What you should do: Please return every line from the entries that has the string "variations" in it.

═══ Data supplied ═══

PR #544, opened 2024-11-19
Consolidate golden tests

zugao:
Consolidated the golden tests. The running time of target `gen-golden-all` went down from 5m10s to 3m10s.

* This PR removes unnecessary golden tests and adds the configuration in both `vshn-cloud` and `vshn-managed` golden tests.
* The Cluster Management System also has it's own 2 tests. 
* We keep the `defaults` and use the old `vshn` golden test as `dev` with `proxyFunction` set to `true`.
* Removed make `test` target from the Pipeline as it was doing the same as `diff`

## Checklist

      changelog.
      linked in the changelog.


Kidswiss (approved):
Yeah, just leaving the vshn/dev golden as is 👍

PR #1, opened 2019-08-09
Py2

joshmoore:
Following the style of https://github.com/ome/omero-py/pull/1, this PR looks to make this extracted ome/openmicroscopy:components/tools/OmeroWeb directory `pip`-installable with Python 2.7 _before_ work starts on upgrading to Python 3. From there, the main directory will be removed from ome/openmicroscopy and all development should occur on this repo.

An extra difficulty is the https://github.com/ome/omero-py/blob/master/src/omero/plugins/web.py script which has hard-coded assumptions about where `manage.py` lives. 

Once OMERO.web is starting, propose to tag and release this to PyPI as 5.5.dev1.


joshmoore:
Currently testing via:

```
[jamoore@idr1-slot2 omero-web-docker]$ git diff
diff --git a/Dockerfile b/Dockerfile
index 410ee0b..5a23f58 100644
--- a/Dockerfile
+++ b/Dockerfile
@@ -31,3 +31,11 @@ EXPOSE 4080
 VOLUME ["/opt/omero/web/OMERO.web/var"]

 ENTRYPOINT ["/usr/local/bin/entrypoint.sh"]
+
+USER root
+RUN rm -vrf /opt/omero/web/OMERO.web/lib/python/omeroweb
+RUN /opt/omero/web/venv/bin/pip install https://github.com/ome/omero-py/archive/master.zip
+RUN /opt/omero/web/venv/bin/pip install https://github.com/joshmoore/omero-web/archive/py2.zip
+ENV OMERODIR /opt/omero/web/OMERO.web
+ENV OMERO_HOME /opt/omero/web/OMERO.web
+USER omero-web
```

PR #4, opened 2019-08-22
OMERO.web use client (browser) timezone

manics:
Just testing a possible way of porting PRs:
`curl -sSL https://github.com/ome/openmicroscopy/pull/6010.patch | sed 's%/components/tools/OmeroWeb/%/%g' | git am`

Ported from https://github.com/ome/openmicroscopy/pull/6010

----

# What this PR does

This is an alternative solution to https://github.com/openmicroscopy/openmicroscopy/pull/5786 (and it reverts https://github.com/openmicroscopy/openmicroscopy/pull/6009)
@pwalczysko @will-moore 

This PR moves all OMERO.web datetime processing to the client browser using Javascript, which can optionally take account of the client's timezone. In cases where the timestamps were previously rendered with Django they are now stored as a `data-isodate` HTML attribute, and are automatically converted for display by `OME.formatDate`.

# Two configurations should be tested

## 1. All timestamps are UTC

The assumption is that the backend OMERO.server stores all timestamps in UTC. The timestamps are then converted to the client browsers local timezone for display. This is done client-side using Javascript, the OMERO.web server does not need to care about the client's locality, and this should therefore work for clients in multiple timezones.

OMERO.web configuration (this is the default in this PR):
```
omero config set omero.web.server_returns_utc true
```

### Current timezone
Open a browser. Create objects (e.g. projects, annotations) in OMERO.web. Check that the displayed timestamps are as expected. If they are not please verify that OMERO.server really is using UTC by requesting the timestamps using the OMERO API (e.g. Python BlitzGateway) and checking the raw timestamps.

### Different timezone
Fly to Australia, if you are using a Mac your laptop may auto-configure itself for the new timezone, otherwise update it in system preferences. If this is not possible you may be able to simulate a different timezone, e.g. On OS X with Chrome:
```
mkdir $HOME/chrome-profile
TZ='Australia/ACT' open -na "Google Chrome" --args "--user-data-dir=$HOME/chrome-profile"
```
Look at the objects created in the previous step, the timestamps should be adjusted to the new timezone. Note you can only have one instance of chrome using this custom profile directory.

## 2. Timestamps are localtime

The assumption is that the backend OMERO.server stores all timestamps in the client's timezone. Therefore no conversion is done when it is displayed in the browser. Obviously if you have clients in multiple timezones, of if the server timezone is not the same as the clients, they will all see the wrong time.

OMERO.web configuration:
```
omero config set omero.web.server_returns_utc false
```

As before open a browser in your current and different timezones. You should see that the displayed timestamps are always the same.

# Other notes
This PR changes the default OMERO.web timezone to `UTC` since nothing else really makes sense. I'm not sure if it makes sense for it to be configurable, but I guess there's no harm.

# Background

- https://github.com/openmicroscopy/openmicroscopy/pull/5786#issuecomment-484155143
- https://trello.com/c/HEXZNdSC/227-omeroweb-default-timezone-is-different-from-omeroserver

### DIFF
--- a/omeroweb/settings.py
+++ b/omeroweb/settings.py
@@ -237,6 +237,18 @@ def identity(x):
     return x
 
 
+def json_or_plain_str(s):
+    """
+    Most omero.web properties are JSON objects but some are plain strings.
+    Use this to allow both JSON objects/strings and plain strings. Obviously
+    this can only be used when the plain string can't also be a JSON object.
+    """
+    try:
+        return json.loads(s)
+    except ValueError:
+        return s
+
+
 def str_slash(s):
     if s is not None:
         s = str(s)
@@ -850,6 +862,15 @@ CUSTOM_SETTINGS_MAPPINGS = {
          "Whether to allow OMERO.web to be loaded in a frame."
          ],
 
+    "omero.web.timezone":
+        ["TIME_ZONE",
+         "UTC",
+         json_or_plain_str,
+         ("Local time zone for this installation. Choices can be found here: "
+          "http://www.postgresql.org/docs/8.1/static/datetime-keywords.html"
+          "#DATETIME-TIMEZONE-SET-TABLE although not all variations may be "
+          "possible on all operating systems. Default ``\"UTC\"``")],
+
     "omero.web.django_additional_settings":
         ["DJANGO_ADDITIONAL_SETTINGS",
          "[]",
@@ -1086,10 +1107,6 @@ report_settings(sys.modules[__name__])
 
 SITE_ID = 1
 
-# Local time zone for this installation. Choices can be found here:
-# http://www.postgresql.org/docs/8.1/static/datetime-keywords.html#DATETIME-TIMEZONE-SET-TABLE
-# although not all variations may be possible on all operating systems.
-TIME_ZONE = 'Europe/London'
 FIRST_DAY_OF_WEEK = 0     # 0-Monday, ... 6-Sunday
 
 # LANGUAGE_CODE: A string representing the language code for this
--- a/omeroweb/settings.py
+++ b/omeroweb/settings.py
@@ -862,7 +862,7 @@ CUSTOM_SETTINGS_MAPPINGS = {
          "Whether to allow OMERO.web to be loaded in a frame."
          ],
 
-    "omero.web.timezone":
+    "omero.web.time_zone":
         ["TIME_ZONE",
          "UTC",
          json_or_plain_str,
--- a/omeroweb/settings.py
+++ b/omeroweb/settings.py
@@ -866,10 +866,10 @@ CUSTOM_SETTINGS_MAPPINGS = {
         ["TIME_ZONE",
          "UTC",
          json_or_plain_str,
-         ("Local time zone for this installation. Choices can be found here: "
-          "http://www.postgresql.org/docs/8.1/static/datetime-keywords.html"
-          "#DATETIME-TIMEZONE-SET-TABLE although not all variations may be "
-          "possible on all operating systems. Default ``\"UTC\"``")],
+         ("Time zone for this installation. Choices can be found in the "
+          "``TZ database name`` column of: "
+          "https://en.wikipedia.org/wiki/List_of_tz_database_time_zones "
+          "Default ``\"UTC\"``")],
 
     "omero.web.django_additional_settings":
         ["DJANGO_ADDITIONAL_SETTINGS",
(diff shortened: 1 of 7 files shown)


snoopycrimecop:
Conflicting PR. Removed from build [OMERO-python-superbuild-push#54](https://py3-ci.openmicroscopy.org/jenkins/job/OMERO-python-superbuild-push/54/). See the [console output](https://py3-ci.openmicroscopy.org/jenkins/job/OMERO-python-superbuild-push/54/consoleText) for more details.
Possible conflicts:
  - Upstream changes
    - test/integration/test_tree_annotations.py
    - test/integration/test_tree.py

--conflicts

snoopycrimecop:
Conflicting PR. Removed from build [OMERO-python-superbuild-push#81](https://py3-ci.openmicroscopy.org/jenkins/job/OMERO-python-superbuild-push/81/). See the [console output](https://py3-ci.openmicroscopy.org/jenkins/job/OMERO-python-superbuild-push/81/consoleText) for more details.
Possible conflicts:
  - Upstream changes
    - test/integration/test_tree_annotations.py
    - test/integration/test_tree.py

--conflicts

manics:
GMT:
Screen Shot 2019-12-17 at 11 20 43

ACT (GMT+11)
Screen Shot 2019-12-17 at 11 20 49

manics:
@chris-allan any thoughts on how this will affect @glencoesoftware's fork?

chris-allan:
I'll have to dedicate some time to reviewing the implications specific to us. Off the top of my head I can't think of anything that is unique.

This PR is obviously largely scoped to the right hand side metadata panel and that is a quite narrow use of dates in OMERO.web. It's probably not a good thing to have dates mismatched between areas of the UI and that will very much happen with this PR as it stands. However, aside from reviewing date display across the entirety of OMERO.web and all plugins I don't have a good handle on how to approach resolving that dissonance. It is a very big job.

In the wild, I think it is very much the exception that the server has timestamps at UTC. It is for example not the case on *any* commercial install we have ever performed or open source install we have consulted on. Having that as the default seems wrong.

will-moore:
Seems like this is a lot of work to get right across the board.
I guess the short-term question is whether this PR is an improvement on the current status?

Maybe we need a matrix of:
 - Same timezone as server?
 - Is it Summer time?

And test those 4 cases against
 - Current status (before this PR)
 - With this PR & server_returns_utc = True
 - With this PR & server_returns_utc = False

asking the question: If I create a Project/Dataset/Screen, does the timestamp match my Wall Clock?

Timestamp displays on other Objects:
 - Annotations (Tags, Comment, File, Maps, Tables)
 - Image (Acquisition date & Import date).

It looks like e.g. Map Annotations on a browser in a different time zone, the annotation time doesn't match the Wall Clock with this PR on py3-ci.

Screen Shot 2019-12-19 at 11 22 32

Just tried https://py3-ci.openmicroscopy.org/web/webclient/?show=image-3065 (user-3) Tables:

Screen Shot 2019-12-19 at 11 11 37

Looks like Django timezone functionality may help, but that seems to have a few gotchas and would be a lot of work: https://docs.djangoproject.com/en/1.11/topics/i18n/timezones/

I'm afraid I don't think this is ready to merge without at least extending / fixing the logic for Annotations.
But we probably need a review of how bad the current situation is first. For whom is it currently broken (in the Same-Timezone/Summertime/Object matrix above)?

will-moore:
Reporting of time-stamp issues at https://forum.image.sc/t/omero-webclient-import-date-modify-timezone/54384

stephenogg:
Thanks for opening this again Will - I've been able to deploy this PR to compare how it renders times to the current released version of omero-web. I'll provide feedback as I can- but first, like you, I'll have to look at the changes Simon proposed and see if I can figure out what they do and why the annotations display this NaN time when omero.web.server_returns_utc=true

This is a difficult problem. One thing that I think needs to be thought out more - is the initial discussion above that timestamps somehow can be either in UTC or in local time. I didn't appreciate this until I started to look into this, but timestamps are just moments in time, _always_ from the unix epoch at **UTC**.  So an image uploaded with a timestamp of 0, would have an import date of Jan 1, 1970 00:00 if that timestamp is decoded to be imported from London, but would have an import date of Dec 31, 1969 16:00 if that 0 is decoded in the Mountain timezone. This 0 timestamp represents the exact same moment in time in the two locations, but has different local displays. Without knowing the location or the timezone of the import, you **can't** actually know how to decode the timestamp and display it consistently from one location to another. I don't know if this information is captured with the import?

You  could choose to always display it in the browser's local timezone, no matter who is browsing the image or from where. Or you choose to always display it in some reference timezone, like UTC - but then you have the original problem that for users who aren't in the UTC, it seems as if the import time is incorrect. Therefore a label becomes important. All of this will also be true for other things like annotations and creation times of other objects.

PR #5, opened 2019-08-23
Add .travis.yml

joshmoore:
Copied from omero-figure


joshmoore:
Merging to get the other PRs green. This will need some more work to actually do the testing we want. `flake8`, however, is going to take a while.

cc: @ome/python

═══

Exercise result:
+          "#DATETIME-TIMEZONE-SET-TABLE although not all variations may be "
-# although not all variations may be possible on all operating systems.
-          "#DATETIME-TIMEZONE-SET-TABLE although not all variations may be "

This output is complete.